A method of successfully predicting divorce is being applied to workplaces to discover how likely it is that an employee will quit their job.
The research, wonderfully titled My lawfully wedded workplace: identifying relational similarities of marriage and employment uses methodology from 30 years of research by the Gottman Institute which is now so refined, it can accurately predict a married couple will divorce 80 to 90 per cent of the time – based on listening to only three minutes of them arguing.
Academic, Dr Irit Alony Sydney Business School at the University of Wollongong, looked at this research and thought that it was too useful not to have wider application.
And while employment and marriage are very different relationships, they do share similarities. “In both cases, the parties establish mutually loyal and trusting relationships over time, based on the exchange of resources,” says Alony. “These resources can be material, such as money or goods, or social, such as love, status or information.”
Like in marriage, not all negativity is a bad thing in business. For example, when someone expressed despair at a colleague, manager or senior leadership, “I thought, my God, that person is going to leave,” says Alony, “but a year later they were still there and some reported better attitudes towards their workplace.”
Participants were first interviewed and asked to talk about their past experiences with the organisations they worked for, and their attitudes (towards job satisfaction, commitment, intentions to quit, engagement, and burnout) were measured. Two years’ later, retention rates were measured, looking at who left and who stayed.
“The kind of negativity that is harmful is when it goes to the core of the person or the organisation, when it’s demeaning or when a person expresses disappointment, anger, ridicule or contempt,” says Alony. People were also more likely to leave when they focused on the negatives rather than the positives within their organisation (the same went for marriage).
The study found that the employees who left their jobs lacked certain coping mechanisms.
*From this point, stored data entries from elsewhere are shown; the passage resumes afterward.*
PR #1438, opened 2020-07-10
CUDA/CPU varying compute inputs as IR pass

tfoleyNV:
The main change here is that the CPU and CUDA C++ emit paths now rely on an earlier IR pass to legalize the varying parameter list of a kernel and translate references to varying parameters with semantics like `SV_DispatchThreadID`. Doing so removes a lot of special-case logic from the emit passes.

This work moves us even closer to being able to eliminate `KernelContext` from the CPU/CUDA emit logic, because it removes the issue of state related to varying inputs being stored in `KernelContext`.

The new pass that handles the legalization is in `slang-ir-legalize-varying-params.cpp`, and it borrows heavily from the existing `slang-ir-glsl-legalize.cpp` pass. The new pass factors out the target-independent and target-dependent logic, so that both CPU and CUDA can share much of the same code despite having very different rules for how the system-value parameters are being provided.

An eventual goal is to have the new pass also handle the GLSL case, but doing so requires copying even more logic out of the GLSL-specific pass, and doing so seemed like a step to far for what was meant to be a stepping-stone change as part of other work. As a result of the incomplete nature of the pass, certain cases don't work for compute shader inputs for CPU/CUDA (e.g., wrapping your varying inputs in a `struct` type parameter), but those were cases that also didn't work in the existing `emit`-based logic.

One major consequence of this change is that the logic for emitting the various different functions that represent an entry point for our CPU back-end has been streamlined and simplified. The original logic had a fair bit of cleverness built in to try and avoid unnecessary math ops when computing the various IDs/indices, while the new logic is much more simplistic (the main dispatch function loops over threadgroups with a triply-nested `for` and then delegates to the  group-level function loops over threads with its own nested `for`s).

Longer term, it will be important to simplify the CPU functions we emit further, by eliminating things like the `_Thread` function that should never really be exposed to users (the minimum granularity of invoking a CPU compute kernel should be a single threadgroup). We may eventually decide to synthesize all of the extra code that is being generated in the `emit` pass as IR instead.


source/slang/slang-ir-legalize-varying-params.cpp
```diff
@@ -0,0 +1,1321 @@
...
+                entryPointLayout->getResultLayout(),
+                LayoutResourceKind::VaryingOutput);
+
+            // Now that we have a representation of the value(s) that will
+            // be used to hold the entry-point result we need to transform
+            // any `returnVal(r)` instructions in the function body to
+            // instead assign `r` to `legalResult` and then `returnVoid`.
+            //
+            IRBuilder builder(m_sharedBuilder);
+            for( auto block : entryPointFunc->getBlocks() )
```
csyonghe, line 329: Does `getBlocks` function allows you to recursively traverse all blocks in a function? After reading the implementation of `IRInstList` I still don't see why that is the case.

PR #1439, opened 2020-07-11
Dynamic code gen for functions returning generic types.

csyonghe:
This change allows generating dynamic dispatch code for generic functions with generic return types.

The basic idea is that for every generic function that returns a generic value, e.g.
```
T SomeGenericFunc<T:IInterface>(int x);
```
we lower it into a normal function with additional `out T` parameter for the return value:
```
void SomeGenericFunc<T:IInterface>(out T retVal, int x);
```

This requires us to:
1. Translate the function type to reflect the correct signature. This affects `lowerFuncType`.
2. Transform the function body. This includes adding a new `RawPointer` typed parameter to the begining of the parameter list. `IRBlock` is extended with a `insertParamAtHead` to allow inserting new `IRParam`s to the begining of the list. The implementation just inserts an un-lowered `out T` type to the parameter list, and reuse existing parameter lowering logic to futhre lower that to a `RawPointer` typed parameter with type casts in the function body to convert it to `RTTIPointer`.
3. Translate the call sites. This is implemented in `lowerCall`. We need to identify all `call` insts that calls into affected function. This can be determined by checking the return type of the callee and the type of the `call` inst, if the return type of callee is `void` but the `call` inst's type is not `void`, it means the callee has been translated to expect the caller to allocate space for the return value. In this case, we allocate a temporary variable (again just emit a `IRVar` and reuse exiting logic to translate that `IRVar` into a `alloca` if necessary), and insert the pointer of the temporary variable to the begining of the `call` inst's argument list. Then we need to replace all uses of the `call` with a `load` of the temporary variable. The newly created `load` inst then needs to be inserted to the work list so it can processed further if the temporary variable is generic typed itself.


source/slang/slang-ir-lower-generics.cpp
```diff
@@ -124,6 +133,41 @@ namespace Slang
                 }
             }
             cloneInstDecorationsAndChildren(&cloneEnv, &sharedBuilderStorage, func, loweredFunc);
+            
+            // If the function returns a generic typed value, we need to turn it
+            // into an `out` parameter, since only the caller can allocate space
+            // for it.
+            auto oldFuncType = cast<IRFuncType>(func->getDataType());
+            if (isPolymorphicType(oldFuncType->getResultType()))
```
tfoleyNV, line 141: One question I have as this pass starts to grow is: should some of these steps be handled as their own distinct IR passes? E.g., should we have a stand-alone IR pass does the transformation for functions with generic return types, and thus allow the generics lowering pass to ignore this detail (because it would already have been handled upstream)?

source/slang/slang-ir-lower-generics.cpp
```diff
@@ -382,110 +437,146 @@ namespace Slang
...
+            builder->setInsertBefore(callInst);
+
+            List<IRInst*> args;
+
+            // Indicates whether the caller should allocate space for return value.
+            // If the lowered callee returns void and this call inst has a type that is not void,
+            // then we are calling a transformed function that expects caller allocated return value
+            // as the first argument.
+            bool shouldCallerAllocateReturnValue = (funcType->getResultType()->op == kIROp_VoidType &&
+                callInst->getDataType() != funcType->getResultType());
```
tfoleyNV, line 498: This is more of the logic that could be pulled out into its own pass instead, right?

source/slang/slang-ir-insts.h
```diff
@@ -1956,6 +1956,8 @@ struct IRBuilder
         IRType* type);
     IRParam* emitParam(
         IRType* type);
+    IRParam* emitParamAtHead(
+        IRType* type);
```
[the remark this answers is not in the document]
csyonghe: OK.

source/slang/slang-ir-lower-generics.cpp
csyonghe: You are right. I may do it together with my associated types change.

PR #1478, opened 2020-08-05
Refactor enumerating directory contents

jsmall-nvidia:
Motivation for this change was the valgrind found resource leakages. 

The os.cpp/.h contain a platform specific implementation of iterating over the contents of a directory. The implementation created a type that could be iterated over. The original refactor emulated it's behavior but fixed up the leaks, as well as handling copies. Whilst this ended up simpler than the original, the code was still rather complicated.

They found it hard to balance the good with the bad, for example.
“An employee who said, ‘Well, I don’t get paid very well, but at least I don’t have to commute to work’, can see both advantages and disadvantages,” explains Alony.
Taking a philosophical approach to their work situation was another effective coping mechanism, as was simply avoiding dwelling on the negative by not talking about it. People who expressed hope were, by contrast, resilient and more likely to stay in their jobs.
How can HR influence positive attitudes to work, and reduce staff turnover?
Employers and HR can use the same tools that save a marriage to increase their employee retention rates. The research shows that for a relationship to survive, there needs to be a balance of positive and negative emotions.
“If you want to keep your employees and reduce staff turnover, you need to either reduce the negative emotions, or increase positive emotions they experience at work. What creates positive or negative emotions varies from one employee to another, so it’s important to know what works for yours,” Alony wrote for an article last year in The Conversation.
One of the key tenets of positive psychology is to counteract dark thoughts by increasing the light. Similarly, relationships research has found that gratitude is an effective way for increasing positive emotions.
“People who expressed gratitude towards others felt that their relationship with them was stronger. When people actually felt this gratitude, and not only expressed it, their spouses echo this gratitude with greater satisfaction,” explains Alony.
“So a good step forward to increasing employee retention is to start saying ‘thank you’, and mean it,” she adds.